DATA PROVIDED: Begin

PR #121, opened 2023-05-23
feat(Symfony): boot messaging system on service injection

jlabedo:
This PR will create the messaging system when injecting the messaging system and not on kernel boot anymore, improving performance when the messaging system is not necessary

Edit : I am waiting for #122 to be validated before continuing

### DIFF
--- a/packages/Amqp/tests/Integration/AmqpChannelAdapterTest.php
+++ b/packages/Amqp/tests/Integration/AmqpChannelAdapterTest.php
@@ -267,7 +267,7 @@ class AmqpChannelAdapterTest extends AmqpMessagingTest
      */
     private function receiveOnce(AmqpInboundChannelAdapterBuilder $inboundAmqpGatewayBuilder, QueueChannel $inboundRequestChannel, ChannelResolver $channelResolver, ReferenceSearchService $referenceSearchService): ?Message
     {
-        return $this->receiveWithPollingMetadata($inboundAmqpGatewayBuilder, $inboundRequestChannel, $channelResolver, $referenceSearchService, PollingMetadata::create('someId')->setExecutionAmountLimit(1));
+        return $this->receiveWithPollingMetadata($inboundAmqpGatewayBuilder, $inboundRequestChannel, $channelResolver, $referenceSearchService, PollingMetadata::create('someId')->setExecutionAmountLimit(1)->setExecutionTimeLimitInMilliseconds(100));
     }
 
     /**
--- a/packages/Symfony/DepedencyInjection/Compiler/EcotoneCompilerPass.php
+++ b/packages/Symfony/DepedencyInjection/Compiler/EcotoneCompilerPass.php
@@ -4,6 +4,7 @@ namespace Ecotone\SymfonyBundle\DepedencyInjection\Compiler;
 
 use Ecotone\Lite\PsrContainerReferenceSearchService;
 use Ecotone\Messaging\Config\Configuration;
+use Ecotone\Messaging\Config\ConfiguredMessagingSystem;
 use Ecotone\Messaging\Config\MessagingSystemConfiguration;
 use Ecotone\Messaging\Config\ProxyGenerator;
 use Ecotone\Messaging\Config\ServiceConfiguration;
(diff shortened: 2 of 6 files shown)


packages/Ecotone/src/Messaging/Config/LazyConfiguredMessagingSystem.php
```diff
@@ -95,6 +95,6 @@ public function replaceWith(ConfiguredMessagingSystem $messagingSystem): void
 
     private function getConfiguredSystem(): ConfiguredMessagingSystem
     {
-        return $this->container->get(LazyConfiguredMessagingSystem::class);
+        return $this->container->get(ConfiguredMessagingSystem::class);
```
jlabedo, line 98: @dgafka , this change makes a lot of sense to me: the lazy configured messaging system calls the real messaging system when needed, but I think it may break the Laravel package, but I never used Laravel, so not easy to add a test. 

In Symfony, with this PR, when the `ConfiguredMessagingSystem` reference is requested from the `SymfonyReferenceSearchService` it returns a `LazyConfiguredMessagingSystem` so there is no circular reference.

In Laravel, I understand that the `LaravelReferenceSearchService` returns directly the real `ConfiguredMessagingSystem` so I think it should break when it builds the container because of the circular reference. Easy to fix, but I would prefer having a failing test first. What do you think ?

dgafka:
@jlabedo can you rebase?

packages/Symfony/composer.json
```diff
@@ -37,6 +37,7 @@
         "phpstan/phpstan": "^1.8",
         "phpunit/phpunit": "^9.5",
         "symfony/doctrine-messenger": "^5.4|^6.0",
+        "symfony/expression-language": "^6.0",
```
dgafka, line 40: I wonder, if we should make it obligated? 
People actually can make use of Ecotone without using expression language ever :) 

If we need to do that, then let's make it `^5.4` compatible too

packages/Amqp/tests/Integration/AmqpChannelAdapterTest.php
```diff
@@ -267,7 +267,7 @@ private function createAmqpInboundAdapter(string $queueName, string $requestChan
      */
     private function receiveOnce(AmqpInboundChannelAdapterBuilder $inboundAmqpGatewayBuilder, QueueChannel $inboundRequestChannel, ChannelResolver $channelResolver, ReferenceSearchService $referenceSearchService): ?Message
     {
-        return $this->receiveWithPollingMetadata($inboundAmqpGatewayBuilder, $inboundRequestChannel, $channelResolver, $referenceSearchService, PollingMetadata::create('someId')->setExecutionAmountLimit(1));
+        return $this->receiveWithPollingMetadata($inboundAmqpGatewayBuilder, $inboundRequestChannel, $channelResolver, $referenceSearchService, PollingMetadata::create('someId')->setExecutionAmountLimit(1)->setExecutionTimeLimitInMilliseconds(100));
```
dgafka, line 270: What does this fixes?

packages/Ecotone/src/Messaging/Config/LazyConfiguredMessagingSystem.php
dgafka: We have tests for Laravel Application now. 
You can find them in `Test\Ecotone\Laravel\Application\Execution\ApplicationTest`

packages/Amqp/tests/Integration/AmqpChannelAdapterTest.php
jlabedo: I think it should, but not sure, hard to reproduce a flaky test.

packages/Symfony/composer.json
jlabedo: It is a dev dependency, it was required to make phpstan pass (if you don't like, only the DepedencyInjection directory is checked by phpstan. So I can just move the code around, but phpstan checks are great :) )

dgafka: I've missed the part that it was dev dependency. Then all good, we can of course have it :)

dgafka:
@jlabedo the tests are failing now due to circular dependency

jlabedo:
Work in progress

packages/Symfony/DepedencyInjection/Compiler/EcotoneCompilerPass.php
```diff
@@ -167,5 +169,36 @@ public function process(ContainerBuilder $container)
...
+        $container->setDefinition(ConfiguredMessagingSystem::class, $definition);
+
+        $this->setUpExpressionLanguage($container);
+    }
+
+    /**
+     * @param ContainerBuilder $container
+     * @return void
+     */
+    private function setUpExpressionLanguage(ContainerBuilder $container): void
```
dgafka, line 192: We probably should have class_exists in here, to avoid setting up expression language if it's not installed. 
wdyt?

dgafka (approved):
Amazing :1st_place_medal:

dgafka:
> Sharing benchmark that simulate before and after this PR with the very simple App in Symfony package (I guess a huge impact with a real app):
> ```
> class KernelBootBench
> {
>     /**
>      * @Revs(10)
>      * @Iterations(5)
>      * @Warmup(1)
>      */
>     public function benchKernelBoot()
>     {
>         $kernel = new Kernel('test', false);
>         $kernel->boot();
>     }
> 
>     /**
>      * @Revs(10)
>      * @Iterations(5)
>      * @Warmup(1)
>      */
>     public function benchKernelBootAndLoadMessagingSystem()
>     {
>         $kernel = new Kernel('test', false);
>         $kernel->boot();
>         $kernel->getContainer()->get(ConfiguredMessagingSystem::class);
>     }
> }
> ```

Is this something you could commit to Ecotone, so we can compare the times between PRs?

packages/Symfony/DepedencyInjection/Compiler/EcotoneCompilerPass.php
jlabedo: Symfony removes non public dependencies from container if unused, so I think it is not necessary.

DATA PROVIDED: End

(PROBLEM REQUIREMENTS): The answer must consist of every line from the data that holds the string "real".

(RESULT OF THE TASK):
jlabedo, line 98: @dgafka , this change makes a lot of sense to me: the lazy configured messaging system calls the real messaging system when needed, but I think it may break the Laravel package, but I never used Laravel, so not easy to add a test. 
In Laravel, I understand that the `LaravelReferenceSearchService` returns directly the real `ConfiguredMessagingSystem` so I think it should break when it builds the container because of the circular reference. Easy to fix, but I would prefer having a failing test first. What do you think ?
> Sharing benchmark that simulate before and after this PR with the very simple App in Symfony package (I guess a huge impact with a real app):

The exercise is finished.